1. The written order clause of § 101(6) encompasses only those persons ordered to vacate in connection with the actual or proposed acquisition of property for a federal. program. Pp. 441 U. S. 49-63.
(a) Both the language and origins of the Relocation Act demonstrate that Congress intended to provide relocation assistance when property is acquired for federal programs, not to extend assistance beyond that limited context for all persons somehow displaced by Government programs. Pp. 441 U. S. 49-53.
(b) Similarly, the legislative history of the written order clause reveals no congressional intent to extend relocation benefits beyond the acquisition context. Rather, this clause was designed to ensure that assistance is available for a distinct group of persons directed to move because of a contemplated acquisition, whether the agency ultimately acquires the property or not. Thus, the clause applies only when a proposed acquisition directly causes issuance of the notice to vacate and the property acquisition is intended to further a federal program or project. Pp. 441 U. S. 53-59.
(c) The structure of the Relocation Act, as well as the statutory provisions specifying the benefits available for displaced persons, manifests the limited scope of § 101(6) and the written order clause. Pp. 441 U. S. 60-62.
(d) In essence, the written order clause embodies two causal requirements. First, the written order to vacate must result directly from an actual or contemplated property acquisition. Second, and more fundamentally, that acquisition must be "for," or intended to further, a federal program or project. In combination, these two causal requirements substantially limit applicability of the clause, so that persons directed to vacate property for a federal program cannot obtain relocation assistance unless the agency also intended at the time of acquisition to use the property for such a program or project. Thus, a program developed after the agency procures property will not suffice, even though it necessitates displacements, since that program could not have motivated the property acquisition. Pp. 441 U. S. 62-63.

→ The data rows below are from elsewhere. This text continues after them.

PR #1136, opened 2026-08-29
fix: give the Accessibility messaging timeout one writer

PathGao:
## Summary

`AXUIElementSetMessagingTimeout` on the system-wide element sets the default for
every Accessibility question this process asks, whoever asks it — the header says
so, and it is measurable: a fresh element takes whichever global was written
last, and a value written on a specific element survives a later write to the
global.

Six places wrote it. `AppDelegate` means it: once at launch, documented as the
floor for the paths that cap nothing of their own. The other five each read
locally as that feature's own limit, and none of them was one.

| | wrote | trigger |
|---|---|---|
| `AutoQuitService` | 0.15 | clicking a window's close button |
| `FinderCutPaste` | 0.15 | ⌘X/⌘C/⌘V in Finder |
| `WindowLayoutService` | 0.25 | a modifier-drag on a window |
| `FocusFollowsMouseService` | 0.25 | enabling the feature |
| `WindowMaximizer` | 0.35 | clicking a green button |

Last writer wins, so how long Vorssaint waited on a frozen app depended on which
unrelated feature you had used most recently. Hover a Dock icon after using
Finder cut/paste and it waited 0.15s; after clicking a green maximize button,
0.35s. Same action, 2.3× apart, for a reason nothing on screen explains.

Those five stop writing it, and the reads they make wait the launch default —
which is what an uncapped read was always meant to get. The ~30 timeouts written
on specific application and window elements are untouched: those are genuinely
local, and each feature keeps its values.

**What this costs.** Against an app that has stopped answering, the reads on
those five paths wait 0.35s where they used to wait 0.15s or 0.25s — a few
hundred milliseconds per click or keystroke, and only when something is already
wrong. Two of the deleted lines carried reasoning worth keeping even though the
line is gone: auto-quit asks the app it has just told to close, which is exactly
the app that stops answering; the Finder guard runs on a tap the whole session's
typing waits behind. If either deserves to wait less than the floor, the way to
give it that is a timeout on the elements it holds, which is #938's second
question and not this change.

**Also, a figure four comments cite for the unset default.** Measured on 26.6.2
against a bundled, signed application holding its main thread: an element with no
timeout set gives up at 1.5s — three runs within 10ms of each other, with a 0.4s
control tracking exactly. Not the 6s those comments claim. Removed rather than
corrected, since Apple documents no default and any figure written here rots the
way this one did.

## Verification

display.

```sh
./build.sh --test              # TESTS OK (9076 checks)
```

No test is added: the change is the absence of five calls, and the assertion that
would pin it — no file but `AppDelegate` may write the process-wide default — is
#938's fourth question, which wants an answer before a rule enforces one.

**What I could not test.** Any of this against a genuinely frozen app. The
timeout has an effect only when a process stops answering, which does not happen
on demand; the behaviour of the global was measured against a synthetic
Accessibility target holding its main thread. Nothing changes on a healthy path:
a query that answers in 0.02s reaches no timeout either way.

## Anything else

Refs #938

### DIFF
--- a/Sources/Vorssaint/Services/AutoQuit/AutoQuitService.swift
+++ b/Sources/Vorssaint/Services/AutoQuit/AutoQuitService.swift
@@ -172,7 +172,7 @@ final class AutoQuitService: ObservableObject {
 
         let appElement = AXUIElementCreateApplication(pid)
         // A launching app that is busy (say, blocked on a Keychain prompt)
-        // would hold every synchronous AX call below for the 6 second default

2. Here, the relationship between HUD's acquisitions and orders to
vacate does not bring the tenants within the purview of § 101(6). Pp. 441 U. S. 63-67.

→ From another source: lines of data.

PR #1137, opened 2026-08-29
fix(shortcuts): resolve shortcut key labels against the active keyboard layout

egesecgin:
## Summary

Shortcut key labels (in Settings, the Menu Panel, Quick Launcher, App Switcher hints, and the Shortcut Recorder) were statically mapped from ANSI key codes (`kVK_ANSI_A`...`kVK_ANSI_Z`, numbers, symbols) directly to US QWERTY characters.

On non-US layouts (such as Turkish Q / German QWERTZ, French AZERTY, Dvorak, Colemak, or custom layouts created via Ukelele):
- On Turkish Q: pressing the physical Turkish keys `Ğ`, `Ü`, `Ş`, `İ`, `Ö`, `Ç`, `<` recorded their keycodes but displayed US punctuation `[`, `]`, `;`, `'`, `,`, `.`, ` ` ` instead.
- On German QWERTZ: pressing physical **Z** (key code 16, `kVK_ANSI_Y`) recorded key code 16 but displayed `⌘Y` instead of `⌘Z`.
- On French AZERTY: pressing **A** (key code 12, `kVK_ANSI_Q`) displayed `⌘Q` instead of `⌘A`.
- `matchesByCharacter` failed because it compared the typed character against the hardcoded ANSI label rather than the active layout character.

### Changes:
- Routed alphanumeric and symbol keys through `layoutKeyLabel(for:)` which derives the character using `UCKeyTranslate` on the active keyboard layout's `UCKeyboardLayout` data.
- Preserved dedicated symbols for non-character structural keys (`Tab`, `Space`, `Return`, `Esc`, arrows, delete, navigation, and function keys).
- Added `fallbackKeyLabel` to cleanly fall back to ANSI US characters when layout data is absent or when queried off the main thread before caching.
- Registered an observer for `kTISNotifySelectedKeyboardInputSourceChanged` so labels update dynamically when the user switches keyboard layouts.
- Added test coverage in `MetricsTests.swift` for alphanumeric keys, special navigation keys, and dynamic layout resolution.

## Verification

- Ran `./build.sh --test` (9,089 checks passed).
- Built full bundle via `./build.sh` and verified with `./build/Vorssaint --selftest` (passed cleanly).
- Verified on macOS (Apple Silicon, macOS 26) with Turkish-QWERTY and US layouts.

## Anything else

Refs #1047

image

### DIFF
--- a/Sources/Vorssaint/Core/GlobalShortcut.swift
+++ b/Sources/Vorssaint/Core/GlobalShortcut.swift
@@ -389,6 +389,75 @@ struct GlobalShortcut: Equatable, Hashable {
 
     private var keyLabel: String? {
         switch Int(keyCode) {
+        case kVK_Tab: return "Tab"
+        case kVK_Space: return "Space"
+        case kVK_Return: return "Return"
+        case kVK_Escape: return "Esc"
+        case kVK_LeftArrow: return "←"
+        case kVK_RightArrow: return "→"
+        case kVK_UpArrow: return "↑"
+        case kVK_DownArrow: return "↓"
+        // Editing and navigation keys. They print as the caps the keyboard
+        // itself carries, the same way the arrows above do: spelling them out
+        // ("Page Down") would overflow the shortcut field on a full keyboard
+        // combination, and these caps are what every menu on this system shows.
+        case kVK_Delete: return "⌫"
+        case kVK_ForwardDelete: return "⌦"
+        case kVK_Home: return "↖"
+        case kVK_End: return "↘"
+        case kVK_PageUp: return "⇞"
+        case kVK_PageDown: return "⇟"
+        case kVK_ANSI_KeypadEnter: return "⌤"
+        case kVK_F1: return "F1"
+        case kVK_F2: return "F2"
+        case kVK_F3: return "F3"
+        case kVK_F4: return "F4"
+        case kVK_F5: return "F5"
+        case kVK_F6: return "F6"
+        case kVK_F7: return "F7"
+        case kVK_F8: return "F8"
+        case kVK_F9: return "F9"
+        case kVK_F10: return "F10"
+        case kVK_F11: return "F11"
+        case kVK_F12: return "F12"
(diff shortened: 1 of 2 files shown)


PathGao:
The layout-first / ANSI-fallback split is the right shape, and keeping Tab/Return/arrows out of it is correct.

**Duplicate observer.** `AppSwitcher.startObservingKeyboardLayout` already registers the same `kTISNotifySelectedKeyboardInputSourceChanged` observer and calls `refreshLayoutLabels()`. Now both fire on every layout switch, and `stopObservingKeyboardLayout()` stops nothing — the new static observer is permanent. Drop the observer half in `AppSwitcher`, keep the priming call.

**The main thread never reads the cache.** `layoutKeyLabel` re-derives on every call: `TISCopyCurrentKeyboardLayoutInputSource` + `UCKeyTranslate` per label. That used to happen only for ISO/JIS extras; now it's every letter, digit and symbol, on every `displayString`. I haven't measured the cost — but with an observer keeping the cache fresh, the main-thread path can just read it.

**`derivedLayoutKeyLabel(for:layoutData:)` lost `private` and nothing calls it.** The body says the tests cover dynamic layout resolution; they don't — every new assertion passes on the ANSI fallback alone, and no test feeds a non-US layout blob. Feed one through that entry point, or put `private` back.

**Impact:** labels unaffected; double cache rebuild per layout switch, and the switcher's stop path leaves behind an observer it believes it removed.
**Merge:** needs the AppSwitcher observer removed first.

ref #1047

PathGao:
Closing as already on main. The same shape landed in three commits after this was opened: 7d6ecfea (2026-08-31, label resolution for non-QWERTY layouts), then #1226 and #1220 on 2026-09-01. `GlobalShortcut.swift` on main now resolves labels layout-first with the ANSI fallback and starts the keyboard-layout observer from `AppDelegate`, which is what this branch did.

#1047 is labelled fixed pending release, so the release comment will land there. Thanks for the branch; it matched the fix that shipped.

(a) The Relocation Act's legislative history demonstrates that the mere anticipation and authorization of default acquisitions in the National Housing Act mortgage insurance programs cannot render these tenants eligible for relocation assistance under § 101(6). By requiring that an acquisition be "for" a federal program or project, Congress intended that the acquisition must further or accomplish a program designed to benefit the public as a whole. Even assuming that the mortgage insurance programs constitute federal "programs or projects," default acquisitions arising out of those programs do not satisfy § 101(6)'s causality requirements. Although these default acquisitions occur as a result of the mortgage insurance programs' failures, they do not further the purpose of these particular programs. Pp. 441 U. S. 665.
(b) In addition, HUD's adoption of a property management plan cannot retroactively establish the requisite purpose for acquiring property in the first instance. P. 441 U. S. 65.
(c) Even though HUD's demolition plan in No. 77-1463 is the type of program or project to which § 101(6) refers, HUD did not acquire the project for that purpose. The statute requires more than a causal connection between the order to vacate and the demolition program. The program or project must also be the reason for acquiring the property. Without the requisite relationship between the demolition program and the acquisition, HUD's proposal for disposing of the housing project is no different than any other property management plan, insufficient by itself to confer eligibility under § 101(6). Pp. 441 U. S. 65-66.
No. 77-874, 555 F.2d 166, affirmed; No. 77-1463, 187 U.S.App.D.C. 156, 571 F.2d 590, reversed.
MARSHALL, J., delivered the opinion for a unanimous Court.